Python, kak-lsp and the JSON UI: something's weird

I’ve been poking at my half-finished GTK UI for Kakoune, and I just hit a crash that surprised me. Basically, if I’m editing a Python file (with kak-lsp and the python language server, and I paste a unicode character (I’ve been using @, the full-width @, but :snowman_with_snow: also works) into my document, the character appears, and then the screen updates and my GTK UI crashes because Kakoune sent it invalid UTF-8.

Specifically, the invalid fragment looks like this:

{ "face": { "fg": "default", "bg": "default", "attributes": [] }, "contents": "\xef" },
{ "face": { "fg": "red", "bg": "default", "attributes": [] }, "contents": "\xbc\xa0" },

Note that “\xef\xbc\xa0” is the UTF-8 encoding of @.

If I had to guess, I’d say that the Python language server is detecting an invalid identifier and reporting it in character coördinates, while something later (kak-lsp? Kakoune itself?) is interpreting those as byte coördinates, and trying to apply different syntax-highlighting to different bytes of a UTF-8-encoded stream.

Has anybody else ever come across behaviour like this?

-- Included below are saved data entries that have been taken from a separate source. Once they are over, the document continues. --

Issue #690, opened 2023-03-09
lasttimestarted is not accessible from UI 


marcghaly:
This seems to not be evaluated 
![image](https://user-images.githubusercontent.com/76186988/224165698-2e4923b2-2512-465b-be6a-f2fd6c815cf1.png)
and even if it were, this would be each time I assume, user cannot use last run time in various steps.

PR #691, opened 2023-03-09
Issue #690: Accessible last started time from UI

marcghaly:
Hi @keevan,

This is a PR in relation to WR399328 I will add specific dataflow to test there, thank you.

image

Regards,

Marc

### DIFF
--- a/classes/dataflow.php
+++ b/classes/dataflow.php
@@ -55,6 +55,7 @@ class dataflow extends persistent {
             'name' => ['type' => PARAM_TEXT],
             'enabled' => ['type' => PARAM_BOOL, 'default' => false],
             'concurrencyenabled' => ['type' => PARAM_BOOL, 'default' => false],
+            'timelaststarted' => ['type' => PARAM_INT, 'default' => 0],
             'vars' => ['type' => PARAM_TEXT, 'default' => ''],
             'timecreated' => ['type' => PARAM_INT, 'default' => 0],
             'userid' => ['type' => PARAM_INT, 'default' => 0],
--- a/classes/local/variables/var_dataflow.php
+++ b/classes/local/variables/var_dataflow.php
@@ -34,6 +34,9 @@ class var_dataflow extends var_object_visible {
     /** @var dataflow The dataflow persistent object. */
     protected $dataflow;
 
+    /** @var timelaststarted Last time this dataflow has been started. */
+    protected $timelaststarted;
+
     /**
      * Construct the object.
      *
@@ -43,6 +46,7 @@ class var_dataflow extends var_object_visible {
     public function __construct(dataflow $dataflow, var_root $root) {
         parent::__construct('dataflow', $root, $root);
         $this->dataflow = $dataflow;
+        $this->get_timelaststarted();
     }
 
     /**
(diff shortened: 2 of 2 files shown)


classes/local/variables/var_dataflow.php
```diff
@@ -52,14 +56,26 @@ public function init() {
...
 
         foreach (engine::STATUS_LABELS as $state) {
             $this->set("states.$state", null);
         }
     }
+
+    /**
+     * Gets last time this dataflow started.
+     */
+    public function get_lasttimestarted() {
```
brendanheywood, line 73: An open ended question: pros and cons of starting this date directly in the flow record vs min / max in the runs table? So each time we kick off a run we just touch the timestamp and its just there already in memory without an extra sql

classes/dataflow.php
```diff
@@ -55,6 +55,7 @@ protected static function define_properties(): array {
             'name' => ['type' => PARAM_TEXT],
             'enabled' => ['type' => PARAM_BOOL, 'default' => false],
             'concurrencyenabled' => ['type' => PARAM_BOOL, 'default' => false],
+            'lasttimestarted' => ['type' => PARAM_INT, 'default' => 0],
```
brendanheywood, line 58: wondering if we should add lasttimefinished here as well, depending on the flow logic this might be a better date to use

keevan: - Could we rename this field to timelaststarted (keeping `time` at the start of the field for consistency with other time fields).

- In terms of adding a `timelastfinished` field in addition to this one. I think it can be added later if needed. The current requirements appear to work with a `record.date_created` value, which is likely used to prevent duplicate records from being processed. Comparing it to when the dataflow finished, might potentially cause records created between the time the dataflow starts, and when it finishes, to be skipped. Inversely, if there is a record created between the time it takes for dataflows to start and the records (json) to be fetched, then that might be processed twice, but that's much less likely to happen.

classes/local/variables/var_dataflow.php
keevan: By flow record, I understand that as being the dataflow configuration at that point in time.

Going with setting this value in the dataflow config/variables directly
**Pros:**
- allows you to see the value it checks before running it.
- avoids the extra (single) SQL lookup when a dataflow is constructed, since you are already reading the dataflow config at some point and it will already be in memory
- it is a good place to hold variables that might not always be used by all dataflows

**Cons:**
- Something will need to set it. If this happens automatically, it might not be intuitive. i.e. it might make more sense to have an additional step which sets this value to the configuration.
- dataflows which are self updating (updates its own configuration / state / variables) should generally be avoided. 

Regarding the query itself, max/min timestarted could also be `SELECT timestarted ... ORDER BY id desc LIMIT 1` so it could be slightly optimised that way. 

Going with making this value available magically via a dataflow field (e.g. `${{ dataflow.timelaststarted }} `).
**Pros**:
- Adding a field like this means similar usage in different dataflows can be simplified since it's a prebaked field.
- Because of the above, simpler dataflows, and behaviour/output is pretty clear in the current state.

**Cons**
- **Maintenance overhead** - Okay for one field, but what if a different field is required (Nth last, first, max, min, or one for a specific step). Adding fields this way can make maintenance a pain since we are now coding and maintaining logic for a field for a specific use case. As such, the setting a value directly as per Brendan's suggestion simplifies this by allowing the workflow author to specify the value they want and where they want it.
- It's not as robust, i.e. it might be more robust to add a way to reference a previous dataflow and access the values it held directly (e.g. `${{ dataflow.previous().timestarted }}`
- An extra SQL call when the dataflow is constructed, for every dataflow constructed.

Perhaps it might be ideal to have something like the following:
- capturing the request time of the step which fetches records.json,
- it would set this value to a field called `timerecordsfetched` in the request step
- depending on how much validation we want, we could choose to set and persist this value at the end of the dataflow, or in the same/adjacent step. This would indicate whether we don't are okay with skipping records.

The assumption here is the last processed record could not be stored for some reason, or perhaps it shouldn't be stored. And/Or if the request for records.json passes a timestamp parameter which is used to only fetch records after a certain timestamp (e.g. a remote delta)

The suggested solution is pretty generic and could be applied similarly for any other fields that might need some sort of persistence across runs. The concern is the fact it will update the current config state, but that is stored historically currently (just not queryable / available-via-expressions)

keevan:
Also, since the tracker which introduced CS changes has been reverted, I think it's safe to say that the CS fix comment should also be removed from this patch to keep it more focused on resolving the linked issue.

Ref: https://github.com/catalyst/moodle-tool_dataflows/issues/694#event-8750596804

keevan:
Some rough thoughts, I'm not sure how the latest changes would allow a user to set an arbitrary value (e.g. timestamp) which can be referenced across and within dataflow run(s). I'd lean away from defining anything specific which would be changed later.

marcghaly:
Hi @keevan, 

I am sorry I am not sure what the goal is, do you want this config to be added to global_vars input manually and not use this code ? If so, how should one proceed as it seems that those values are constants throughout the dataflow when we need something that is dynamically retrieved. Or do you want a step that solely does this eg: retrieving and setting the dataflow last run time ?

Does anybody happen to know which software is at fault?

Posting kak-lsp logs might help to investigate its role in malformed message.

In general, some notes about what happens on kak-lsp side:

  1. All strings are handled as UTF-8
  2. Position taken from language server and passed to Kakoune is just offset to accommodate indexing base difference, no content analysis is performed:

LSP ranges are 0-based, but Kakoune’s 1-based.
LSP ranges are exclusive, but Kakoune’s are inclusive.
Also from LSP spec: If you want to specify a range that contains a line including the line ending character(s) then use an end position denoting the start of the next line.

I had some time to look into this more deeply today. I found a way to reproduce the weirdness in kak -n, so I filed a bug. While researching, I discovered that the language server protocol counts coordinates in UTF-16 code-units while Kakoune seems to count in whole codepoints, so I filed that bug too.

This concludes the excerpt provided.